As an approach to elucidating the roles of interferon (IFN) in the normal physiology and diseases of animals, transgenic mice carrying extra mouse IFN-beta genes under the control of a mouse metallothionein I enhancer-promoter were constructed. Upon induction with Cd2+, IFN activity (15-430 IU/ml) was detected in the sera of six out of ten transgenic mouse lines so far obtained. Synthesis of mRNA of the transgene was observed in the liver, the testis and less abundantly in the brain. Interestingly, IFN mRNA was constitutively synthesized in the testis where substantial levels of IFN accumulated without heavy metal induction, whereas synthesis in the liver was mostly dependent on induction by CD2+. Since IFN activity in the serum also depended on heavy metal induction, the IFN in the serum may be produced mainly in the liver. All males expressing the IFN gene in the testis were found to be sterile. Testes were involuted and contained few mature sperm, and degeneration of spermatocytes and spermatids was observed. These findings suggest that high levels of IFN are harmful to spermatogenesis and can cause male sterility.

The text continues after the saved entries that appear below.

PR #215, opened 2021-08-29
feat!: Revise Activity setup and registration, use single tsconfig in project skeleton

### LINKED ISSUE #109: [Bug] Activity identifier should not include the activity module name
**Describe the bug**

Currently the Node SDK uses `JSON.stringify([module, functionName])` for activity names in order to avoid conflicts.

**Expected behavior**

We should be consistent with the other SDKs and use only the function name.
The Worker should throw an error if multiple activities are registered with the same name.

NOTE: that the main reason for using only function name as the identifier is so functions can easily be refactored to a different location.

### LINKED ISSUE #168: [Feature Request] Discuss activity registration and imports
Currently we use the following to import Activity functions as stubs in a Workflow.
```ts
import { myActivity } from '@activities/something';
// NOTE: `../activities` is not supported but that can be fixed
```

This is pretty convenient since provides implicit type safety

Another approach would be to use something like `ExternalDependencies`
`workflows/example.ts`
```ts
const { myActivity } = Context.activities<ActivityInterface>();
```
`worker/index.ts`
```ts
import * as activities from '../activities';
const worker = await Worker.create<{ activities: ActivityInterface }>({ activities });
```

Here we rely on an interface definition for type safety but it allows more flexibility in registration and it seems like there's less "magic" going on.

One other option that comes to mind is to have a single `@activities` file (e.g. `src/activities/index.ts` and disallow imports from `@activities/something`, this way we'd have unique activity registration without worrying about duplicates.

### LINKED ISSUE #169: [Feature Request] Discuss project structure
From the Temporal community slack channel:

Now that we bundle Workflow code with Webpack we can have Typescript output a commonjs module instead of ES module.
This opens the door to simplifying the project structure, instead of 4 tsconfig files we can now have a single config file.
Doing this means sacrificing some type safety, for example, node types, WeakMap and WeakRef are not defined in the Workflow tsconfig file which should help newcomers avoid some easy to make mistakes.

Specifically these customizations have been made to the workflows `tsconfig.json`
```
      "lib": [
        "es5",
        "es2015.core",
        "es2015.generator",
        "es2015.iterable",
        "es2015.promise",
        "es2015.proxy",
        "es2015.reflect",
        "es2015.symbol",
        "es2015.symbol.wellknown",
        "es2016.array.include",
        "es2017.object",
        "es2017.intl",
        "es2017.sharedmemory",
        "es2017.string",
        "es2017.typedarrays"
      ],
      "typeRoots": [
        "."
      ],
```
(`Weak*` types and node types omitted)

When modifying the project to use a single TS config file, some noticeable differences are:
1.
```
import fs from 'fs';
```
In the composite project you get an error:
Cannot find module 'fs' or its corresponding type declarations
Not a compile time error in the modified project.

2.
```
new WeakMap();
```
In the composite project you get this error:
```
'WeakMap' only refers to a type, but is being used as a value here. Do you need to change your target library? Try changing the `lib` compiler option to es2015 or later.
```
No compile time error in the modified project.

When trying to use fs in the modified example the worker fails to start with:
```
2021-05-20T07:09:18.493Z [INFO]           using description file: /private/tmp/example/package.json (relative path: ./node_modules/fs)
2021-05-20T07:09:18.493Z [INFO]             no extension
2021-05-20T07:09:18.493Z [INFO]               Field 'browser' doesn't contain a valid alias configuration
2021-05-20T07:09:18.493Z [INFO]               /private/tmp/example/node_modules/fs doesn't exist
When instantiating a new WeakMap the user will get an error on Worker startup:
Error [DeterminismViolationError]: WeakMap cannot be used in workflows because v8 GC is non-deterministic
```

bergundy:
BREAKING CHANGE: `@activities` import does not work any more.
Activities registration is either done automatically with the `workDir`
option or by providing `activities` to `WorkerOptions`.

Closes #169 
Closes #109 
Closes #168


joebowbeer (commented):
See https://github.com/temporalio/proposals/pull/41#issuecomment-907820739

packages/workflow/src/workflow.ts
```diff
@@ -334,73 +330,75 @@ function signalWorkflowNextHandler({ seq, signalName, args, target }: SignalWork
...
+   * import { Context, ActivityInterface } from '@temporalio/workflow';
+   * import * as activities from '../activities';
    *
-   * const httpGetWithCustomTimeout = Context.configure(httpGet, {
+   * // Setup Activities from module exports
+   * const { httpGet, otherActivity } = Context.configureActivities<typeof activities>({
    *   type: 'remote',
-   *   scheduleToCloseTimeout: '30 minutes',
+   *   startToCloseTimeout: '30 minutes',
    * });
```
Sushisource, line 360: Would be nice to show setting different options for activities from the same import like in my question you answered in the proposal since that wasn't immediately obvious to some of us.

Sushisource (approved):
Looks much nicer

packages/workflow/src/workflow.ts
bergundy: I'll add that in another PR

packages/test/src/workflows/unblock-or-cancel.ts
```diff
@@ -1,9 +1,20 @@
...
 // @@@SNIPSTART nodejs-blocked-workflow
 import { Trigger, CancelledFailure } from '@temporalio/workflow';
 import { Blocked } from '../interfaces';
 
+let blocked = true;
 const unblocked = new Trigger<void>();
 
+const queries = {
+  isBlocked(): boolean {
+    return blocked;
```
vkarpov15, line 14: It might be neater if triggers had an `isBlocked()` method you could use instead of having to hard-code a `let blocked` variable.

bergundy: `Trigger`s can do more than just unblock the workflow but I agree we could expose the result of the trigger.
Something along the lines of:

```ts
const blocked = new Trigger<boolean>(true);
blocked.value; // true
blocked.resolve(false);
blocked.value; // false
// -- or --
blocked.reject(new Error('err'));
blocked.value // throws Error: err
```

PR #217, opened 2021-08-31
Internals interceptor

bergundy:
## Checklist

1. Closes 

2. How was this tested:

3. Any docs updates needed?


packages/workflow/src/dependencies.ts
```diff
@@ -70,3 +70,14 @@ export enum ApplyMode {
...
 }
+
+/**
+ * Call information for async external dependencies
+ */
+export interface ExternalCall {
+  ifaceName: string;
+  fnName: string;
+  args: any[];
+  /** Optional in case applyMode is ASYNC_IGNORED */
```
Sushisource, line 81: Maybe expand on what one has to do with the other?

packages/workflow/src/interceptors.ts
```diff
@@ -137,19 +138,55 @@ export interface WorkflowOutboundCallsInterceptor {
...
+   *
+   * Returns a `boolean` indicating whether this job was processed or not
+   */
+  activate?(input: ActivateInput, next: Next<this, 'activate'>): Promise<boolean>;
+  /**
+   * Called after all `WFActivationJob`s have been proccesed for an activation.
+   *
+   * Can manipulate the commands generated by the Workflow
+   */
+  concludeActivation?(input: ConcludeActivationInput, next: Next<this, 'concludeActivation'>): ConcludeActivationOutput;
```
Sushisource, line 172: Should these be "activated" and "concluded"?

Sushisource (approved):

packages/workflow/src/dependencies.ts
bergundy: There's an entire page in the docs for this concept.

packages/workflow/src/interceptors.ts
bergundy: These are the names of the methods in the Workflow runtime, I'd rather keep them.

PR #218, opened 2021-09-01
OTel collector in node

Sushisource:
## What was changed
Allows us to export spans and metrics from core using the OTel collector format and then read them in node and re-export them to the user's specified exporters

## Why?
Unification of spans/metrics without needing a separate process

## Checklist

1. See https://github.com/temporalio/sdk-core/issues/85 -- is one half of that
 
2. How was this tested:

3. Any docs updates needed?

### DIFF
--- a/etc/prometheus.yml
+++ b/etc/prometheus.yml
@@ -1,0 +1,31 @@
+global:
+  scrape_interval: 15s
+  scrape_timeout: 10s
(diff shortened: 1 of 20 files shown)


Sushisource:
Closing in favor of https://github.com/temporalio/sdk-node/pull/223

PR #509, opened 2022-03-02
fix: Re-export possibly-shared-use things in common

lorensr:


bergundy (approved):

lorensr:
Don't think `sdk-features-tests` should still have `Error: ../harness/ts/harness.ts(2,29): error TS2305: Module '"@temporalio/common"' has no exported member 'Workflow'.` Will look into after this release

PR #511, opened 2022-03-04
fix: Use default data converter for search attributes

lorensr:
Anything else that the default data converter should be used on?


bergundy (approved):
LGTM

cretz (approved):

cretz:
Same, search attributes is all I can think of.

PR #513, opened 2022-03-05
feat(client): Add methods to set grpc metadata and deadline for service calls

bergundy:


packages/client/src/connection.ts
```diff
@@ -63,6 +64,48 @@ export function defaultConnectionOpts(): ConnectionOptionsWithDefaults {
...
+
+/**
+ * Set metadata for any service requests executed in `fn`'s scope.
+ */
+export async function withMetadata<R>(metadata: Metadata, fn: () => Promise<R>): Promise<R> {
+  return await callContextStorage.run({ metadata }, fn);
+}
+
+/**
+ * Set the {@link CallContext} for any service requests executed in `fn`'s scope.
```
lorensr, line 103:
```suggestion
 * Set the {@link CallContext} for any service requests executed in `fn`'s scope.
 *
 * @returns The return value of `fn`
```

lorensr (approved):
Nice solution! API-wise, would prefer an added options object param, but we're limited by the generated code.

cretz (approved):

PR #515, opened 2022-03-07
chore: Update otel packages

lorensr:
### before

mismatch between versions at root, test, and `@temporalio/interceptors-opentelemetry`:

Pasted Graphic

### after

updated deps to match `@temporalio/interceptors-opentelemetry` and ran `npm prune`

Pasted Graphic 1


package.json
```diff
@@ -72,12 +72,14 @@
   "files": [],
   "name": "typescript-sdk",
   "dependencies": {
+    "@opentelemetry/core": "^1.0.1",
+    "@opentelemetry/semantic-conventions": "^1.0.1",
```
bergundy, line 76: nit: Seems like we _usually_ put 3rd in `devDependencies` let's keep it consistent.
I think `arg` and `uuid` are used in scripts but even those can be put in dev.

packages/test/package.json
```diff
@@ -25,7 +25,10 @@
   "author": "Roey Berman <roey@temporal.io>",
   "license": "MIT",
   "dependencies": {
-    "@opentelemetry/exporter-collector-grpc": "^0.25.0",
+    "@opentelemetry/core": "^1.0.1",
```
bergundy, line 28: No need to duplicate the dependencies that are already specified in the root package.

bergundy (approved):
Overall LGTM, nothing major. Thanks!

packages/test/src/load/worker.ts
```diff
@@ -1,11 +1,11 @@
-import arg from 'arg';
+import { OTLPTraceExporter } from '@opentelemetry/exporter-trace-otlp-grpc';
 import * as opentelemetry from '@opentelemetry/sdk-node';
 import { SemanticResourceAttributes } from '@opentelemetry/semantic-conventions';
-import { Core, Worker, DefaultLogger } from '@temporalio/worker';
-import { CollectorTraceExporter } from '@opentelemetry/exporter-collector-grpc';
```
cretz, line 5: How much are these APIs moving? Or are we just switching to a different one? (otel feels as unstable as it did two years ago)

lorensr: This was a breaking change. There were a number of them in the last 2 versions. 

https://github.com/open-telemetry/opentelemetry-js/blob/main/CHANGELOG.md#101--experimental-0270

I didn't change `packages/*` versions, so don't think should be breaking for our users.

cretz (approved):

PR #518, opened 2022-03-08
fix: Update TLSConfig import location

lorensr:


packages/core-bridge/index.d.ts
```diff
@@ -1,5 +1,5 @@
-import { TLSConfig } from '@temporalio/common';
 import { SpanContext } from '@opentelemetry/api';
+import { TLSConfig } from '@temporalio/internal-non-workflow-common';
```
bergundy, line 2: You should update `package.json` to depend directly on `internal-non-...`

bergundy (approved):
Please also regenerate package-lock.json 😬

PR #520, opened 2022-03-09
Get static checking of encoding Failures and Completions

lorensr:
In progress:

- Statically check Failure encoding
- Statically check Completion encoding (trading slightly less parallelization)

Todo:

- Failure and Activation decoding

Any idea why I'm getting this error?

image

Ends in:

```
Types of property 'headerFields' are incompatible.
  Type '{ [k: string]: IPayload; } | null | undefined' is not assignable to type 'EncodedPayload | null | undefined'.
    Property 'encoded' is missing in type '{ [k: string]: IPayload; }' but required in type 'EncodedPayload'.ts(2322)
  types.ts(8, 3): 'encoded' is declared here.
```

Seems like `ReplaceNested<Completion, Payload, EncodedPayload>` results in `headerFields: { [k: string]: IPayload; } | null | undefined` being replaced with `EncodedPayload | null | undefined`? I failed at reproducing here:

https://www.typescriptlang.org/play?#code/C4TwDgpgBAShYBsCGBjCA5CBnYEAmAPACoA0URA9nIqhGdcmgOoCWwAFgHxQC85UEAB64AdnixQAFADpZSAE4BzLAC4oSESADaAXQCUvbhpABYAFBQoAfnLnLaogOEQxEyg1p3rseIwisOKAAfKABRQRQEAFc8CGIyd19aTi81AG8vS0stAAUoFhEoAGsIEAoAM3IdNQ80TBx8YlydBKoktHp2-zYuAG5MqABffrNzUEgfGjRCIm4+WoxsXBmyESiAWwAjCHkyHHkCxRTRs3HoAEkRYAk+DIss8ooKdIGsqEF0qC0itX3D6qgay2OyGJFeWRAaiB23kA0G5nhJxQFBEOCgFE2ACsAEw1LqES7XOZQO5vR7PEngywfEkALzUAHI-iJFAzBmD7m9LJCoAzNiAIAy4QigA

### DIFF
--- a/packages/common/src/converter/types.ts
+++ b/packages/common/src/converter/types.ts
@@ -7,6 +7,10 @@ export interface EncodedPayload extends Payload {
   encoded: true;
 }
 
+export interface DecodedPayload extends Payload {
+  decoded: true;
+}
+
 /** An object T with any nested values of type ToReplace replaced with ReplaceWith */
 export type ReplaceNested<T, ToReplace, ReplaceWith> = T extends (...args: any[]) => any
   ? T
@@ -22,6 +26,9 @@ export type ReplaceNested<T, ToReplace, ReplaceWith> = T extends (...args: any[]
 
 /** Replace `Payload`s with `EncodedPayload`s */
 export type Encoded<T> = ReplaceNested<T, Payload, EncodedPayload>;
+
+/** Replace `Payload`s with `DecodedPayload`s */
+export type Decoded<T> = ReplaceNested<T, Payload, DecodedPayload>;
 
 /**
  * Transform an *ascii* string into a Uint8Array
--- a/packages/common/src/converter/types.ts
+++ b/packages/common/src/converter/types.ts
@@ -1,7 +1,15 @@
+import { ReplaceNested } from '@temporalio/internal-workflow-common';
 import type * as iface from '@temporalio/proto/lib/coresdk';
-import { TextEncoder, TextDecoder } from './encoding';
+import { TextDecoder, TextEncoder } from './encoding';
 
 export type Payload = iface.coresdk.common.IPayload;
+
+export interface EncodedPayload extends Payload {
+  encoded: true;
+}
+
+/** Replace `Payload`s with `EncodedPayload`s */
+export type Encoded<T> = ReplaceNested<T, Payload, EncodedPayload>;
 
 /**
  * Transform an *ascii* string into a Uint8Array
--- a/packages/common/src/converter/types.ts
+++ b/packages/common/src/converter/types.ts
@@ -3,35 +3,6 @@ import { TextDecoder, TextEncoder } from './encoding';
 
 export type Payload = coresdk.common.IPayload;
 
-export interface EncodedPayload extends Payload {
-  encoded: true;
-}
-
-export interface DecodedPayload extends Payload {
-  decoded: true;
-}
-
-/** An object T with any nested values of type ToReplace replaced with ReplaceWith */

Evidence for a nuclear factor(s), IRF-1, mediating induction and silencing properties to human IFN-beta gene regulatory elements.

Transcription of the human interferon-beta (IFN-beta) gene is induced by a variety of agents such as viruses, dsRNA and some cytokines. In this study, we describe a nuclear factor, termed interferon regulatory factor-1 (IRF-1), that is involved in the transcription of IFN-beta and possibly other genes. We demonstrate that IRF-1 functions in virus-induced transcription by interacting with previously identified, IFN-beta regulatory DNA elements. Our data suggest that IRF-1 participates in the transient formation of an induction-specific complex(es) with the regulatory elements. IRF-1 may also be involved in silencing the function of the SV40 enhancer juxtaposed to the regulatory elements in uninduced cells.